(Stored data entries)

--------------------------------

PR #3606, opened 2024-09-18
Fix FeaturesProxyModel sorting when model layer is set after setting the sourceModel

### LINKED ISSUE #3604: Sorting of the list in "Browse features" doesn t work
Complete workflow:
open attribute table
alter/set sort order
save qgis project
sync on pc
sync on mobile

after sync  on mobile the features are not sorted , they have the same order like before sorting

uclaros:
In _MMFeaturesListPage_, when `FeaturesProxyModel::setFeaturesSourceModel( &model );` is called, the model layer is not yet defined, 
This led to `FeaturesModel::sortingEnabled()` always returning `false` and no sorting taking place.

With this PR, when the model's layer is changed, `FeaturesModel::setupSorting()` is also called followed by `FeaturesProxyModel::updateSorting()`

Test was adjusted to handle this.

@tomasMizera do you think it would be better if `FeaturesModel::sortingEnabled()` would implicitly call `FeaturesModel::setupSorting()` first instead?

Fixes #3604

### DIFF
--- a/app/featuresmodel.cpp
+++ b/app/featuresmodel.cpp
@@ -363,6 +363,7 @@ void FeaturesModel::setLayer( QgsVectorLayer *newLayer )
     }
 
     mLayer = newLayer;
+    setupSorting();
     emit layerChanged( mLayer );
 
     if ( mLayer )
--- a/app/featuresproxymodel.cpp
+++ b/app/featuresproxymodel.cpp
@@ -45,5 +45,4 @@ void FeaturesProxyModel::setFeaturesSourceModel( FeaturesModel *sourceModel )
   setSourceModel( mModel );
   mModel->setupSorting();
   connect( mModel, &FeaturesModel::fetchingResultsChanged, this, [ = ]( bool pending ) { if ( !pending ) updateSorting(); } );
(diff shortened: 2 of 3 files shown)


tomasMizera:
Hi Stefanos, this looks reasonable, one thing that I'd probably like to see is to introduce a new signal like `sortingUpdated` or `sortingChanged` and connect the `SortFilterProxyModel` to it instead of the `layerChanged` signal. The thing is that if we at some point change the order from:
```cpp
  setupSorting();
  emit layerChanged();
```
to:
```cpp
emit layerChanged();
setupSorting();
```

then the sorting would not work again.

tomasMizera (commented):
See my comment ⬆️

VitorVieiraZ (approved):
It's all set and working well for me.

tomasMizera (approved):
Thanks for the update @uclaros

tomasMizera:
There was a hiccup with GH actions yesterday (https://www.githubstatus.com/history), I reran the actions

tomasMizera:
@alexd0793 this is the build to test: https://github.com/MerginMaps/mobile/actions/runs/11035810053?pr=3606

--------------------------------

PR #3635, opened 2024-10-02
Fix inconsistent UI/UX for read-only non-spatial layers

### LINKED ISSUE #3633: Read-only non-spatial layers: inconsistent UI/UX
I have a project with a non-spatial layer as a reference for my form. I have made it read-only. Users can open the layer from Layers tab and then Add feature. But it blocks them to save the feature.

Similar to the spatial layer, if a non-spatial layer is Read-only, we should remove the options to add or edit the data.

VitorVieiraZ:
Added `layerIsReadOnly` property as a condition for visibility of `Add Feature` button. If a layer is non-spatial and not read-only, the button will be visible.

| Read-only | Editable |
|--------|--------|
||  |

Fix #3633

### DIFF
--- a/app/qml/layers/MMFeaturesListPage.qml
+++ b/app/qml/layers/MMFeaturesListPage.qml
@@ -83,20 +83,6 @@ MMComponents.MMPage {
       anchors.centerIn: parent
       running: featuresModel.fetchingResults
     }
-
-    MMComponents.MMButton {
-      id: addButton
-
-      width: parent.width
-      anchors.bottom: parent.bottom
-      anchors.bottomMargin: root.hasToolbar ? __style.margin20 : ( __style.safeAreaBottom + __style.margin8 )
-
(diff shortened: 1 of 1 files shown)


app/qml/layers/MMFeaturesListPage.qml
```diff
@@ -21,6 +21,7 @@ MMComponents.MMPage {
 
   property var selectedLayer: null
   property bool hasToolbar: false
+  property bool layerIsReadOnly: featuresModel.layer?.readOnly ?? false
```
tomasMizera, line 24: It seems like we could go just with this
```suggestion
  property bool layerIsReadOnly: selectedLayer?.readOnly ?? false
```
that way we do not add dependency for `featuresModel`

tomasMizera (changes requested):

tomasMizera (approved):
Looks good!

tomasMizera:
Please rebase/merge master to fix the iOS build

--------------------------------

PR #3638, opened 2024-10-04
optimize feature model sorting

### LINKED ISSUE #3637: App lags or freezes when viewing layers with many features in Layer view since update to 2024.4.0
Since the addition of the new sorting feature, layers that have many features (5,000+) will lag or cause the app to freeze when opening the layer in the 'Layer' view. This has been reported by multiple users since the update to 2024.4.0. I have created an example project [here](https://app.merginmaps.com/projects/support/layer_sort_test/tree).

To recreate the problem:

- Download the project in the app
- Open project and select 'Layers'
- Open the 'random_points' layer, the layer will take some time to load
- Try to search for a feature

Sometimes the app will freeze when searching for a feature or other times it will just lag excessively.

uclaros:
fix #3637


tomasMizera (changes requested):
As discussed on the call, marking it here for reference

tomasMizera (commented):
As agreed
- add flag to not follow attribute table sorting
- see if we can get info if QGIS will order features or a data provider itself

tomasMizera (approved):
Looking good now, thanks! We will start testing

--------------------------------

Please show, exactly as written, every line above that contains the word "attribute".

Solution to this exercise:
open attribute table
- add flag to not follow attribute table sorting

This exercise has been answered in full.